Liou's response to the warning of that representative was to go through the motions of finding a "nominee," filing a fake claim in the nominee's name, and couching the basis for the claim as "assignee to breach of contract." The monies collected on the claim were paid over to Liou. As a result, he was still connected to the claim, which the Chapter 13 representative warned him was viewed as improper.

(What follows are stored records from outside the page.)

PR #60, opened 2021-04-14
SLLS-24 Improve mapping between issues and diagnostics

jblievremont:


src/main/java/org/sonarsource/sonarlint/ls/AnalysisManager.java
```diff
@@ -313,25 +316,42 @@ private IssueListener createIssueListener() {
...
-      .findFirst();
+    Map<String, Issue> issuesForFile = issuesPerIdPerFileURI.getOrDefault(fileUri, emptyMap());
+    String issueKey = Optional.ofNullable(d.getData())
+      .map(JsonPrimitive.class::cast)
+      .map(JsonPrimitive::getAsString)
+      .orElse(null);
+    if (issuesForFile.containsKey(issueKey)) {
+      return Optional.of(issuesForFile.get(issueKey));
+    } else {
+      return issuesForFile.values()
```
jblievremont, line 333: Fallback to old-style, best-effort matching if `data` is not passed.

src/main/java/org/sonarsource/sonarlint/ls/AnalysisManager.java
```diff
@@ -313,16 +316,25 @@ private IssueListener createIssueListener() {
       ClientInputFile inputFile = issue.getInputFile();
       if (inputFile != null) {
         URI uri = inputFile.getClientObject();
-        issuesPerFileURI.computeIfAbsent(uri, u -> new ArrayList<>()).add(issue);
+        issuesPerIdPerFileURI.computeIfAbsent(uri, u -> new HashMap<>()).put(UUID.randomUUID().toString(), issue);
```
henryju, line 319: Any possibility of performance impact when there are a lot of issues? Or is UUID generation negligible?

src/main/java/org/sonarsource/sonarlint/ls/AnalysisManager.java
henryju: Why would data not being passed? Old VSCode versions?

henryju (approved):
Some comments, but overall looks good to me.

src/main/java/org/sonarsource/sonarlint/ls/AnalysisManager.java
jblievremont: Yup, though this should be mitigated by the bump in the new minimal version (1.52).

src/main/java/org/sonarsource/sonarlint/ls/AnalysisManager.java
jblievremont: I expect the performance impact to be negligible compared to the actual analysis time. I did a quick benchmark on a tight loop with Java 11 vs an implementation based on `AtomicLong`, `UUID` is consistently faster up until ~20k items.

PR #63, opened 2021-04-19
SLVSCODE-157 Protect against null pointer exception due to rapid open/close cycles

jblievremont:


damien-urruty-sonarsource (approved):
:+1:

There is ample basis under § 105 to sanction Liou for his intentional abuse of the judicial process by requiring repayment to Debtor of the monies received under the Kolar Claim that actually represented Liou's effort to collect unpaid fees of $1,663.41 due to him in the prior bankruptcy case. Whether or not the technical rules ethical rules were violated, Liou's efforts to conceal his claim by filing phony claims must be addressed under § 105. Falsifying or causing others to falsify bankruptcy schedules or claims cannot be tolerated. Doing that will be sanctioned by this court.